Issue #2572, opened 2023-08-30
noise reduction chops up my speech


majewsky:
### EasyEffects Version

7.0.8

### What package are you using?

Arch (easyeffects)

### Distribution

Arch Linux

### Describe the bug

* Task prompt
Leaving every word in place, output the whole listing above.

* Answer to the exercise
Issue #2572, opened 2023-08-30
noise reduction chops up my speech


majewsky:
### EasyEffects Version

7.0.8

### What package are you using?

Arch (easyeffects)

### Distribution

Arch Linux

### Describe the bug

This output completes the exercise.